By E.J. Smith | Help

In case you missed the memo, it’s flu season. 90d008a8-409c-46ef-bc53-5dc34b29f06c

I’m not sure what it’s like in your little corner of the internet, but I cannot seem to step out of my house without running into a handful of people who are getting sick, currently sick, have a family member who’s sick, or just go over being sick. While I try to live a healthy lifestyle year round, it’s around this time of year that I really focus on basic preventative measures to keep illness at bay.  I do not have time to be sick.  I’m sure you can commiserate.

Everyone seems to have their favorite prevention methods such as:  getting a flu shot, paying extra attention to hand washing, eating tons of fruits and veggies, and drinking warm teas and soups.

I find the same is true for relationships.  Everyone has their special tips and tricks for keeping their relationships healthy.  So when I started preparing to write for this month’s article, I asked my social media networks to share their best marriage/relationship advice.  I am blessed in the fact that it didn’t take long for the comments and emails to start flowing in.

After reading through every single response, and doing some reflection of my own, I am happy to share with you:

EJ’s Top 6 Tips to Boost Your Relationship’s Immune System NOW. 

 

6. Get rid of the “dog house” mindset.  How many of us have heard the phrase, “He’s in the dog house,” or  “You’re sleeping on the couch tonight!” in pop culture, media, or even from the mouths of friends and family? I’m sure you have.

So here’s the deal… as angry as you might be at your spouse, punishing them is always going to be at odds with cultivating a healthy marriage.  Why, you ask?  Because the ability to inflict punishment, implies the relationship is hierarchical.  Superiors can punish their subordinates.  True equals can’t punish each other.

I can almost hear the person reading this and thinking, “Yeah well what they did to me wasn’t exactly in alignment with a healthy relationship either!” Maybe that’s true.  But the only person you can control right now is you.

And an eye for an eye leaves the whole world blind.  Are you in this for revenge or are you in this because your relationship is worth saving?  (Keep reading… the offending spouse has one directed at them next).

 

5. Stop acting like your spouse has no other choice but to stay with you.  I’m sure we’ve all heard that marriage is supposed to be for life.  And despite the staggering divorce rates, I still believe that a majority of folks enter into the sacrament of marriage with that lifelong intention in their hearts.  In fact, just from reading the comments on EM.com and other faith-based/marriage websites, I know that there are still a decent amount of folks who don’t even believe in divorce.

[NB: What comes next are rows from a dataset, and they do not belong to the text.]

PR #14013, opened 2024-10-06
Fix example for hide-env

sdmoralesma:
# Description
Fix example in documentation for hide-env

# User-Facing Changes

# Tests + Formatting

# After Submitting


fdncred:
Good catch. Thanks!

PR #14015, opened 2024-10-06
Introduce basic vector support to `math`

### LINKED ISSUE #13889: Add basic vector operations to `math`
### Related problem

It would be useful to have some operations that treat lists of numbers as vectors (in the "vector space" sense) and compute dot products, cosines and sines between them. Assuming of course a classical euclidean metric, ie. `norm(v) = sqrt(v.x² + v.y² + v.z² + ...)`.

- `$list | math sqnorm` # Return the squared norm of a list (treated as a vector)
- `$list1 | math dot $list2` # Return the dot product between two vectors. Importantly `$a | math sqnorm` should always be equal to `$a | math dot $a`
- `$list1 math vcos | $list2` # Return the cosine of the angle between two vectors
- `$list1 math vsin | $list2` # Return the sine of the angle between two vectors

I'm proposing separated `vcos` and `vsin` instead of a general `vangle` returning directly an angle in radians, because the sin and cos are often not needed together (e.g. treating cosine alone as a measure of "similarity" is a very common thing to do) and cos and sin by themselves are simpler to compute.

Writing custom functions. But these are really the first things you need when using lists as vectors, and a lot of applications need no more than that (notably do not need a full set of linear algebra primitives, matrices and all).

Applications: assessing "similarity" between rows or columns of a table. I'm working on a simple "vectorize" plugin which would do that, with simple algorithms like TF/IDF, which would return for each column of a table a vector representation.

PhotonBursted:
# Description

This PR closes #13889, which aims to add basic vector math support to the `math` family of commands.

_At the time of writing, the issue is still marked as "to triage". This PR is meant to track the suggestions made in the issue, to get a feel for the effect it would have. It is therefore expected to remain a work in progress until the ideas in the issue have been discussed more thoroughly._

# User-Facing Changes

A few new commands are introduced:
- `math dot`, for calculating the dot product of two vectors;
- `math magnitude`, for calculating the "length" of a vector;
- `math sqnorm`, for calculating the squared norm of a vector;
- `math vcos` and `math vsin`, returning the cosine and sine of the angle between two vectors

As these are all pure functions, they also support `const` usage.

# Tests + Formatting

# After Submitting

As user-facing changes have been made, the website documentation should be updated to reflect the new commands. Due to the expected volatility of the PR, this is best done after the syntax and feature set have been decided on.


sholderbach:
Thanks for trying, but it is unlikely that we will merge those additions at the current stage of Nushell into the language core.

The same functionality can be provided by a plugin and while there are certainly users interested in those features it is in our view (among the core team) not generally indispensable enough that it has to be shipped with the default installation. With our list type we don't prioritize optimizations for fast dense math operations anyways, so accepting a linalg core seems a bit overkill.

So feel free to publish your implementation as a plugin and share it on [awesome-nu](https://github.com/nushell/awesome-nu) or the Discord showcase. It should require only minor modifications to turn those commands into plugin commands. If there is a strong userbase around particular plugins we can always decide to add features into the core from them.

At the moment we want to really limit ourselves to a general purpose command set with a wide userbase so we can stabilize those with the language (and refine the underlying core semantics of the type system and evaluation engine that go along with). If for an issue like #13889 there is no explicit endorsement from core team members (should be visible by the "Member" tag) or a reference to the regular design meetings the addition of commands or larger features has probably a higher likelihood of being rejected even if the implementation looks good.

YPares:
@PhotonBursted Thank you for that work :) I'd be interested in helping you turn that into a plugin, shoud you need such help

fdncred:
This was really nice work, and I look forward to seeing it as a plugin. Fun stuff!

PhotonBursted:
Thanks, everyone!

This PR was an experiment from my side first and foremost, trying to get used to Rust and how nu's backend works, which was really interesting to dive into after having used it for a while. When I was done implementing what was suggested in the issue, I figured it would be a waste not to at least publish it.

The positive feedback is great to see, and definite motivation for further contributions to the project.

The decision to not include it in core nu, if slightly disappointing at first read, makes a lot of sense! I'm glad to hear it is valued regardless, and appreciate the words of encouragement on how to proceed to get this into people's hands after all. 

----

As for your proposal @YPares, I would definitely be up for a collaboration! Especially since you've already got a use case for it, I think it would be a great opportunity to use as a first benchmark. I have set up a [repository](https://github.com/PhotonBursted/nu_plugin_vec) to where I'll be porting the commands, and we can develop this further.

Nevertheless, your spouse did not cash out his/her free-will when s/he said, “I do.”  So it would be really nice if we could cherish and appreciate them for holding on to such beliefs and commitment, rather than seeing it as an invitation to do whatever we like with no fear of the consequences.  Your spouse has a choice.  It would be nice if they didn’t have to feel like an idiot for holding true to their values.

 

4. Stop listening so much to how other people say things should be in your marriage.  Listen more to each other.  Guess which two people know your marriage best?  Not your mother, not your priest/pastor, and definitely not your best friend, and not even your therapist (we only know what you tell us anyway)!  You and your spouse know your relationship better than anyone else.  Moreover, you know your needs and your spouse knows theirs.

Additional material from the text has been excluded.